Kanker paru-paru secara global sejauh ini pembunuh kanker terbesar. Sebagian besar kasus terkait dalam beberapa cara untuk merokok.
Namun menurut sebuah studi baru, sebanyak satu dalam seratus pasien dengan rupanya yang tak tersembuhkan non kecil sel kanker paru-paru (NSCLC) bertahan hidup lima tahun atau lebih setelah diberikan dosis yang relatif kecil dari terapi radiasi (RT) dimaksudkan untuk mengurangi gejala dan bahkan lebih menarik, 18 pasien lainnya tampaknya sembuh.
Dr Michael Mac Manus, seorang ahli onkologi radiasi di Peter MacCallum Cancer Center di Melbourne, Australia, dan rekan, diikuti 2.337 pasien kanker paru-paru tampaknya tidak dapat disembuhkan yang telah menerima dosis radiasi paliatif.
Para peneliti mengatakan bahwa 1,1 persen dari 2.337 pasien tinggal lima tahun atau lebih setelah pengobatan yang dianggap remisi.
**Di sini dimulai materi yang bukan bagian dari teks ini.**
PR #3630, opened 2026-08-26
fix(cli): forward nested help to utility shortcuts

TimeToBuildBob:
## Problem

The documented gptme utility shortcut did not forward nested help. `gptme chats list --help` exited successfully but rendered top-level gptme help instead of the `chats list` options because Click consumed the eager help flag before shortcut dispatch.

## Fix

Stop interspersed top-level option parsing when the first token is a known mirrored gptme-util command. Arguments after that command remain opaque and reach gptme-util unchanged. Normal chat parsing and leading gptme flags are unaffected.

## Verification

- `pytest tests/test_search_alias.py` — 20 passed
- targeted regression test — passed
- live `gptme chats list --help` now renders `Usage: gptme-util chats list [OPTIONS]`
- ruff check and format — clean
- mypy on changed files — clean

### DIFF
--- a/gptme/cli/main.py
+++ b/gptme/cli/main.py
@@ -120,6 +120,10 @@ class _DynamicHelpCommand(click.Command):
             if skip_next:
                 skip_next = False
                 continue
+            if a == "--":
+                # End-of-options delimiter: don't intercept positionals after it.
+                # `gptme -- chats list` must NOT dispatch to gptme-util.
+                break
             if a.startswith("-"):
                 # --opt=val form carries its value inline; bare --opt consumes next token.
                 opt_name = a.split("=")[0] if "=" in a else a
--- a/gptme/cli/main.py
+++ b/gptme/cli/main.py
@@ -100,10 +100,12 @@ class _DynamicHelpCommand(click.Command):
 
     def parse_args(self, ctx: click.Context, args: list[str]) -> list[str]:
         """Keep arguments after a mirrored utility command opaque to Click."""
-        if args and not args[0].startswith("-"):
+        # Scan past any leading top-level flags to find the first positional.
+        first_positional = next((a for a in args if not a.startswith("-")), None)
+        if first_positional is not None:
             from .util import UTIL_SUBCOMMANDS
 
-            if args[0] in UTIL_SUBCOMMANDS:
+            if first_positional in UTIL_SUBCOMMANDS:
                 # Otherwise eager or recognized top-level options such as --help
                 # are consumed before main() can forward them to gptme-util.
                 ctx.allow_interspersed_args = False
--- a/gptme/cli/main.py
+++ b/gptme/cli/main.py
@@ -98,6 +98,17 @@ class _DynamicHelpCommand(click.Command):
 
     _help_expanded = False
 
+    def parse_args(self, ctx: click.Context, args: list[str]) -> list[str]:
+        """Keep arguments after a mirrored utility command opaque to Click."""
+        if args and not args[0].startswith("-"):
+            from .util import UTIL_SUBCOMMANDS
+
+            if args[0] in UTIL_SUBCOMMANDS:
+                # Otherwise eager or recognized top-level options such as --help
+                # are consumed before main() can forward them to gptme-util.
+                ctx.allow_interspersed_args = False
+        return super().parse_args(ctx, args)
+
     def _expand_dynamic_help(self) -> None:
         if self._help_expanded:
             return
--- a/gptme/cli/main.py
+++ b/gptme/cli/main.py
@@ -121,8 +121,11 @@ class _DynamicHelpCommand(click.Command):
                 skip_next = False
                 continue
             if a == "--":
-                # End-of-options delimiter: don't intercept positionals after it.
-                # `gptme -- chats list` must NOT dispatch to gptme-util.
+                # End-of-options delimiter: stop scanning for a subcommand name.
+                # With allow_interspersed_args still True, Click treats everything
+                # after '--' as positionals.  main() will still see the first
+                # positional as prompts[0] and forward to gptme-util, so dispatch
+                # does occur for `gptme -- chats list --help`.
                 break
             if a.startswith("-"):
                 # --opt=val form carries its value inline; bare --opt consumes next token.
--- a/gptme/cli/main.py
+++ b/gptme/cli/main.py
@@ -100,8 +100,35 @@ class _DynamicHelpCommand(click.Command):
 
     def parse_args(self, ctx: click.Context, args: list[str]) -> list[str]:
         """Keep arguments after a mirrored utility command opaque to Click."""
-        # Scan past any leading top-level flags to find the first positional.
-        first_positional = next((a for a in args if not a.startswith("-")), None)
+        # Build the set of option names that consume a following value token
+        # (non-flag options).  These must be skipped over when scanning for
+        # the first true positional so that option *values* are not mistaken
+        # for subcommands (e.g. `--model gpt-4` must not yield 'gpt-4').
+        value_opts: set[str] = set()
+        for param in self.params:
+            if (
+                isinstance(param, click.Option)
+                and not param.is_flag
+                and param.nargs != 0
+            ):
+                value_opts.update(param.opts)
+
+        # Scan past leading option/value pairs to find the first positional.
+        skip_next = False
+        first_positional: str | None = None
+        for a in args:
+            if skip_next:
+                skip_next = False
+                continue
+            if a.startswith("-"):
+                # --opt=val form carries its value inline; bare --opt consumes next token.
+                opt_name = a.split("=")[0] if "=" in a else a
+                if "=" not in a and opt_name in value_opts:
+                    skip_next = True
+                continue
+            first_positional = a
+            break
+
         if first_positional is not None:
             from .util import UTIL_SUBCOMMANDS
 
--- a/gptme/cli/main.py
+++ b/gptme/cli/main.py
@@ -880,7 +880,12 @@ def main(
 
     # Plugin dispatch: `gptme CMD [args...]` → `gptme-CMD [args...]` if installed
     # Enables extensibility: `gptme sessions` works if gptme-sessions is in PATH.
-    if prompts and not show_version:
+    # Suppressed after '--' for the same literal-prompt semantics as util dispatch.
+    if (
+        prompts
+        and not show_version
+        and not _ctx.meta.get("util_dispatch_suppressed", False)
+    ):
         plugin = f"gptme-{prompts[0]}"
         if plugin_path := shutil.which(plugin):
             sys.exit(subprocess.call([plugin_path, *prompts[1:]]))
--- a/gptme/cli/main.py
+++ b/gptme/cli/main.py
@@ -145,19 +145,28 @@ class _DynamicHelpCommand(click.Command):
                         skip_next = True
                     continue
                 # Short option, possibly grouped (e.g. -vm where -m takes a value).
-                # Two forms have the value embedded in the token and do NOT consume
-                # the next token:
-                #   -t=read-only  → '=' separates the inline value
-                #   -mgpt-4       → value is embedded directly after the option char
-                # Only skip the next token when the value-taker is the last char
-                # in the cluster (e.g. -vm where -m needs the next token).
-                if "=" not in a:
-                    chars = a[1:]
-                    for idx, ch in enumerate(chars):
-                        if f"-{ch}" in value_opts:
-                            if idx == len(chars) - 1:
-                                skip_next = True
-                            break
+                # Inspect flags from left to right, as Click does.  The remainder
+                # of the token becomes an attached value as soon as a value-taking
+                # option is found; otherwise every character must be a known flag.
+                chars = a[1:]
+                for idx, ch in enumerate(chars):
+                    opt_name = f"-{ch}"
+                    if opt_name not in known_opts:
+                        # With ignore_unknown_options=True, Click preserves an
+                        # unknown short option as a positional argument.  Stop
+                        # here rather than treating a later utility name as the
+                        # first positional (e.g. `-x chats list --help`).
+                        first_positional = a
+                        break
+                    if opt_name in value_opts:
+                        # No characters after the option means its value is the
+                        # next token.  Otherwise the remainder (including an '='
+                        # prefix) is the attached value.
+                        if idx == len(chars) - 1:
+                            skip_next = True
+                        break
+                if first_positional is not None:
+                    break
                 continue
             first_positional = a
             break
--- a/gptme/cli/main.py
+++ b/gptme/cli/main.py
@@ -143,21 +143,21 @@ class _DynamicHelpCommand(click.Command):
                         break
                     if "=" not in a and opt_name in value_opts:
                         skip_next = True
-                else:
-                    # Short option, possibly grouped (e.g. -vm where -m takes a value).
-                    # Two forms have the value embedded in the token and do NOT consume
-                    # the next token:
-                    #   -t=read-only  → '=' separates the inline value
-                    #   -mgpt-4       → value is embedded directly after the option char
-                    # Only skip the next token when the value-taker is the last char
-                    # in the cluster (e.g. -vm where -m needs the next token).
-                    if "=" not in a:
-                        chars = a[1:]
-                        for idx, ch in enumerate(chars):
-                            if f"-{ch}" in value_opts:
-                                if idx == len(chars) - 1:
-                                    skip_next = True
-                                break
+                    continue
+                # Short option, possibly grouped (e.g. -vm where -m takes a value).
+                # Two forms have the value embedded in the token and do NOT consume
+                # the next token:
+                #   -t=read-only  → '=' separates the inline value
+                #   -mgpt-4       → value is embedded directly after the option char
+                # Only skip the next token when the value-taker is the last char
+                # in the cluster (e.g. -vm where -m needs the next token).
+                if "=" not in a:
+                    chars = a[1:]
+                    for idx, ch in enumerate(chars):
+                        if f"-{ch}" in value_opts:
+                            if idx == len(chars) - 1:
+                                skip_next = True
+                            break
                 continue
             first_positional = a
             break
--- a/gptme/cli/main.py
+++ b/gptme/cli/main.py
@@ -141,11 +141,19 @@ class _DynamicHelpCommand(click.Command):
                         skip_next = True
                 else:
                     # Short option, possibly grouped (e.g. -vm where -m takes a value).
-                    # If any char in the group is a value consumer, skip the next token.
-                    for ch in a[1:]:
-                        if f"-{ch}" in value_opts:
-                            skip_next = True
-                            break
+                    # Two forms have the value embedded in the token and do NOT consume
+                    # the next token:
+                    #   -t=read-only  → '=' separates the inline value
+                    #   -mgpt-4       → value is embedded directly after the option char
+                    # Only skip the next token when the value-taker is the last char
+                    # in the cluster (e.g. -vm where -m needs the next token).
+                    if "=" not in a:
+                        chars = a[1:]
+                        for idx, ch in enumerate(chars):
+                            if f"-{ch}" in value_opts:
+                                if idx == len(chars) - 1:
+                                    skip_next = True
+                                break
                 continue
             first_positional = a
             break
--- a/gptme/cli/main.py
+++ b/gptme/cli/main.py
@@ -105,13 +105,12 @@ class _DynamicHelpCommand(click.Command):
         # the first true positional so that option *values* are not mistaken
         # for subcommands (e.g. `--model gpt-4` must not yield 'gpt-4').
         value_opts: set[str] = set()
+        known_opts: set[str] = set()  # all known option names (flags + value-takers)
         for param in self.params:
-            if (
-                isinstance(param, click.Option)
-                and not param.is_flag
-                and param.nargs != 0
-            ):
-                value_opts.update(param.opts)
+            if isinstance(param, click.Option):
+                known_opts.update(param.opts)
+                if not param.is_flag and param.nargs != 0:
+                    value_opts.update(param.opts)
 
         # Scan past leading option/value pairs to find the first positional.
         skip_next = False
@@ -121,11 +120,10 @@ class _DynamicHelpCommand(click.Command):
                 skip_next = False
                 continue
             if a == "--":
-                # End-of-options delimiter: stop scanning for a subcommand name.
-                # With allow_interspersed_args still True, Click treats everything
-                # after '--' as positionals.  main() will still see the first
-                # positional as prompts[0] and forward to gptme-util, so dispatch
-                # does occur for `gptme -- chats list --help`.
+                # '--' is the POSIX end-of-options sentinel: the user wants
+                # everything after it treated as literal prompts, not as a
+                # utility shortcut.  Signal main() to skip util dispatch.
+                ctx.meta["util_dispatch_suppressed"] = True
                 break
             if a == "-":
                 # '-' is gptme's MULTIPROMPT_SEPARATOR, not an option prefix.
@@ -137,6 +135,12 @@ class _DynamicHelpCommand(click.Command):
                 if a.startswith("--"):
                     # Long option: --opt=val (inline) or --opt val (next token).
                     opt_name = a.split("=")[0]
+                    if opt_name not in known_opts:
+                        # Unknown long option: with ignore_unknown_options=True,
+                        # Click treats it as a positional.  Mirror that here so
+                        # the scan doesn't skip past the real first positional.
+                        first_positional = a
+                        break
                     if "=" not in a and opt_name in value_opts:
                         skip_next = True
                 else:
@@ -847,10 +851,14 @@ def main(
 
     # gptme-util subcommand mirroring: `gptme chats [...]` → `gptme-util chats [...]`
     # Any top-level gptme-util subcommand can be invoked without typing 'gptme-util'.
+    # Suppressed when '--' was used (parse_args sets util_dispatch_suppressed).
     if prompts and not show_version:
         from .util import UTIL_SUBCOMMANDS  # cheap: just a sorted list constant
 
-        if prompts[0] in UTIL_SUBCOMMANDS:
+        _ctx = click.get_current_context()
+        if prompts[0] in UTIL_SUBCOMMANDS and not _ctx.meta.get(
+            "util_dispatch_suppressed", False
+        ):
             if util_exec := shutil.which("gptme-util"):
                 sys.exit(subprocess.call([util_exec, *prompts]))
             else:
--- a/gptme/cli/main.py
+++ b/gptme/cli/main.py
@@ -127,11 +127,25 @@ class _DynamicHelpCommand(click.Command):
                 # positional as prompts[0] and forward to gptme-util, so dispatch
                 # does occur for `gptme -- chats list --help`.
                 break
+            if a == "-":
+                # '-' is gptme's MULTIPROMPT_SEPARATOR, not an option prefix.
+                # Treat as a positional; it is never a UTIL_SUBCOMMAND so the
+                # scan stops here without enabling the gptme-util forward path.
+                first_positional = a
+                break
             if a.startswith("-"):
-                # --opt=val form carries its value inline; bare --opt consumes next token.
-                opt_name = a.split("=")[0] if "=" in a else a
-                if "=" not in a and opt_name in value_opts:
-                    skip_next = True
+                if a.startswith("--"):
+                    # Long option: --opt=val (inline) or --opt val (next token).
+                    opt_name = a.split("=")[0]
+                    if "=" not in a and opt_name in value_opts:
+                        skip_next = True
+                else:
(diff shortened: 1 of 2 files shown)


TimeToBuildBob:
Automated merge handoff for `a4c047d4f8ec`:

- CI gate: satisfied
- Review threads: clear
- `gptme/cli/main.py`

gptme/cli/main.py
```diff
@@ -98,6 +98,17 @@ class _DynamicHelpCommand(click.Command):
 
     _help_expanded = False
 
+    def parse_args(self, ctx: click.Context, args: list[str]) -> list[str]:
+        """Keep arguments after a mirrored utility command opaque to Click."""
+        if args and not args[0].startswith("-"):
```
TimeToBuildBob: ⚠️ **P2** — The `parse_args` guard only triggers when `args[0]` is a known UTIL_SUBCOMMAND and does not start with a dash. If a leading top-level option precedes the subcommand (e.g. `gptme --verbose chats list --help`), `args[0]` is `--verbose`, the condition short-circuits, and `allow_interspersed_args` is never set to False. With interspersed args still enabled, Click parses the trailing `--help` as an eager option and renders the top-level gptme help, exiting before `main()` runs. The PR's goal of forwarding nested help to the utility command thus only works when the subcommand is the very first token; any leading flag silently reverts to the broken behavior. The comment in the code overstates the guarantee, claiming arguments after a mirrored utility command are kept opaque to Click, which is not the case when leading flags are present.

TimeToBuildBob:
## 🤖 AI code review

Adds a parse_args override in _DynamicHelpCommand that scans for the first positional token and, when it matches a known gptme-util subcommand, sets allow_interspersed_args=False so that options after the subcommand are treated as positionals. It also sets util_dispatch_suppressed in ctx.meta when '--' is encountered, and main() skips utility and plugin dispatch when that flag is set. New tests cover nested help forwarding and suppression after '--'.

<b>4 findings</b> · ❌ **1** P1 · ⚠️ **3** P2 · 🔒 **1** security — 🛑 **1 at P0/P1**

<details><summary><b>3 inline</b></summary>

**⚠️ P2 medium · 🔒 security · ℹ️ non-blocking** — `gptme/cli/main.py:119`

The parse_args scanner skips tokens when skip_next is True without checking for '--'. If a value-taking option is immediately before a '--' token, the '--' is consumed as the option's value and util_dispatch_suppressed is never set. For example, `gptme --model -- chats list` treats '--' as the model value, so main() sees prompts[0]=='chats' and dispatches to gptme-util, even though the user used '--' to force literal prompts. This bypasses the intended suppression mechanism. The fix should check for '--' before applying skip_next, or at least record that '--' was seen even when skipped.

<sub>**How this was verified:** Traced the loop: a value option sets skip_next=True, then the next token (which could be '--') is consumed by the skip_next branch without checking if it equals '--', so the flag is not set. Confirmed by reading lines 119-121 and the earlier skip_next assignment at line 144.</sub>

NSCLC, adalah jenis yang paling umum dari kanker paru-paru dan memiliki tingkat kelangsungan hidup lima tahun rata-rata hanya 40 persen.
Lima tahun tingkat kelangsungan hidup pada penyakit lanjut hanya sekitar 15 persen.
Pasien didiagnosis dengan NSCLC yang terlalu canggih untuk disembuhkan dapat diberikan terapi paliatif untuk meringankan rasa sakit dan ketidaknyamanan, termasuk radiasi.
Tapi sekarang bahwa radiasi paliatif telah ditemukan untuk menjadi obat bagi beberapa pasien kanker paru-paru.